The next step is the repeated movement examination, a key component of the MDT assessment process. Responses to symptomatic, mechanical and functional baselines give us the information needed to classify his condition and devise a directed and effective treatment plan. Repeated movements can be performed dynamically, with sustained positions or with resistance. If the baselines demonstrate an immediate and lasting change, the classification is derangement and the prognosis is excellent.
Repeated hip extension in half kneeling was the first movement chosen. Given the irritability of the symptoms, half kneeling would provide a great deal of force, and is a good start to providing movement that will provide immediate and lasting results. The direction of extension was chosen as this is often the direction most frequently seen for patients with hip derangements. The position of half kneeling was chosen as a relatively aggressive position, knowing that since an aggressive force was needed to produce the symptoms, that an aggressive force would be needed to reduce the symptoms.
The patient had 0/10 pain at the start of the repeated motions exam. There was some pain at the end of the range of the first repetition, in the same location as his primary pain. This pain progressively improved with subsequent movement, as did his ability to move further.
In retesting his primary baseline (5/10 pain with resisted hip flexion in supine), 10 repetitions of dynamic hip extension in half kneeling reduced his pain to 4/10, and 10 more reduced it further to a 2/10. His ROM in all planes were restored to symmetrical and within functional limits.

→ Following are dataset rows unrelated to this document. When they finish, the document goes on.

PR #274, opened 2022-05-18
Tasks compleded, build success

oleksii-kordysh:


src/main/java/core/basesyntax/Application.java
```diff
@@ -2,6 +2,11 @@
 
 public class Application {
     public static void main(String[] args) {
-        // create three balls using class Lottery and print information about them in console
+        Lottery lottery = new Lottery();
+        Ball[] randomBall = new Ball[3];
```
KostyaNikiforov, line 6: Can we get rid of this array?

src/main/java/core/basesyntax/Lottery.java
```diff
@@ -0,0 +1,14 @@
+package core.basesyntax;
+
+import java.util.Random;
+
+public class Lottery {
+    public Ball getRandomBall() {
+        Ball randomBall = new Ball();
+        ColorSupplier randomColor = new ColorSupplier();
```
KostyaNikiforov, line 8: Each time this method is called, new instances of ColorSupplier and Random are created. Let's think about how we can optimize this logic and create each instance only once.

KostyaNikiforov (changes requested):

src/main/java/core/basesyntax/Application.java
oleksii-kordysh: My misunderstanding) Its not neccessery

src/main/java/core/basesyntax/ColorSupplier.java
```diff
@@ -1,7 +1,13 @@
 package core.basesyntax;
 
+import java.util.Random;
+
 public class ColorSupplier {
+    static final int COLORS_AMOUNT = Colors.values().length;
+    private Random random = new Random();
```
KostyaNikiforov, line 7: Just like this
```suggestion
    private Random random;
    
    public ColorSupplier(Random random) {
        this.random = random;
    }
```

KostyaNikiforov (changes requested):
Your implementation is almost perfect but we can make it even better if we pass random and colorSupplier to the constructor

src/main/java/core/basesyntax/Lottery.java
```diff
@@ -0,0 +1,15 @@
+package core.basesyntax;
+
+import java.util.Random;
+
+public class Lottery {
+    private Random random = new Random();
+    private ColorSupplier colorSupplier = new ColorSupplier(random);
+
```
KostyaNikiforov, line 8:
```suggestion
     private final Random random;
     private final ColorSupplier colorSupplier;

      public Lottery(Random random, ColorSupplier colorSupplier) {
          this.random = random;
          this.colorSupplier = colorSupplier;
       }
```

KostyaNikiforov (changes requested):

With an immediate and lasting change in range of motion and pain, the repeated motions exam confirmed a classification of derangement, indicating an excellent prognosis. As his pain decreased, his strength also improved, indicating the weakness with resisted hip flexion was more likely related to pain inhibition than true strength loss.
Since we have not actually tested running, we cannot conclude that this movement alone will resolve his primary pain. However, since we were able to find a baseline that reproduced his primary pain, and it changed with the repeated motions exam we have something to start his treatment plan.

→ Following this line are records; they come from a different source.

PR #278, opened 2022-05-18
Created Lottery

DimaPodakin:


src/main/java/core/basesyntax/Lottery.java
```diff
@@ -0,0 +1,18 @@
...
+    private Random random;
+
+    public Lottery(ColorSupplier colorSupplier, Random random) {
+        this.random = random;
+        this.colorSupplier = colorSupplier;
+    }
+
+    public Ball getRandomBall() {
+        Ball ball = new Ball(colorSupplier.getRandomColor(), random.nextInt(100));
+        return ball;
```
KostyaNikiforov, line 16: Let's make the value 100 constant, as the checklist requires)
And also we can combine it into one line

src/main/java/core/basesyntax/ColorSupplier.java
```diff
@@ -1,7 +1,10 @@
 package core.basesyntax;
 
+import java.util.Random;
+
 public class ColorSupplier {
     public String getRandomColor() {
-        return null;
+        int index = new Random().nextInt(Colors.values().length);
```
KostyaNikiforov, line 7: We can pass Random object to the constructor here too

src/main/java/core/basesyntax/ColorSupplier.java
```diff
@@ -1,7 +1,10 @@
...
+        return Colors.values()[index].toString();
```
KostyaNikiforov, line 8: (obtional) You can use name() method to get the name of the enum element

src/main/java/core/basesyntax/Colors.java
```diff
@@ -0,0 +1,15 @@
+package core.basesyntax;
+
+public enum Colors {
```
KostyaNikiforov, line 3:
```suggestion
public enum Color {
```

KostyaNikiforov (changes requested):

src/main/java/core/basesyntax/Lottery.java
```diff
@@ -3,6 +3,7 @@
 import java.util.Random;
 
 public class Lottery {
+    private static int Value = 100;
```
KostyaNikiforov, line 6: [constant-names](https://mate-academy.github.io/style-guides/java/java.html#s5.2.4-constant-names)

src/main/java/core/basesyntax/Colors.java
KostyaNikiforov: Enum name must be singular

src/main/java/core/basesyntax/ColorSupplier.java
KostyaNikiforov: Just as you do it in the Lottery class

KostyaNikiforov (changes requested):

src/main/java/core/basesyntax/Lottery.java
```diff
@@ -0,0 +1,18 @@
+package core.basesyntax;
+
+import java.util.Random;
+
+public class Lottery {
+    private static final int VALUE = 100;
```
KostyaNikiforov, line 6:
```suggestion
    private static final int MAX_BALL_NUMBER = 100;
```

KostyaNikiforov (approved):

The patient was sent home with instructions to assess the effects of this test over the next few days. He was instructed to discontinue any other stretches he was performing, and to perform just this one exercise until he came into the clinic again. This would help to determine the effect of this one stretch alone. Specifically, he was instructed to do hip extension in half kneeling, 10-15 times, 4-5 times throughout the day. In a few days, he was instructed to test running, to see if a few days of the repeated hip extension in half kneeling produced any positive results for running. Pt understood the mechanical issue, and experienced the immediate results during our assessment. He was eager to take a role in the analysis of his symptoms.

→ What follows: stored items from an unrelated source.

PR #291, opened 2022-05-26
add solution

uglovyi:


src/main/java/core/basesyntax/Application.java
```diff
@@ -3,5 +3,8 @@
 public class Application {
     public static void main(String[] args) {
         // create three balls using class Lottery and print information about them in console
+        System.out.println(new Lottery().getRandomBall());
+        System.out.println(new Lottery().getRandomBall());
+        System.out.println(new Lottery().getRandomBall());
```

Four days later, the patient presented to the clinic with a journal describing his pain behavior and exercises. There was a consistent effect with the exercise: immediate discomfort, then a loosening of the range of motion and a lessening of pain with each subsequent repetition.
He had tried running two days, and was encouraged as he could now run 10 minutes before experiencing pain. In addition, the pain was not as intense- it was a 2/10 instead of a 5/10 as before. He ran to the clinic for this visit, and was experiencing a 2/10 pain towards the end of his run to the clinic. He demonstrated the exercises, and was performing them correctly.
The patient is better, but is it enough to continue with the current plan of care?
What would you like to add to his home program at this time?
What would you do on this visit?
What other treatments would you want to apply, and why?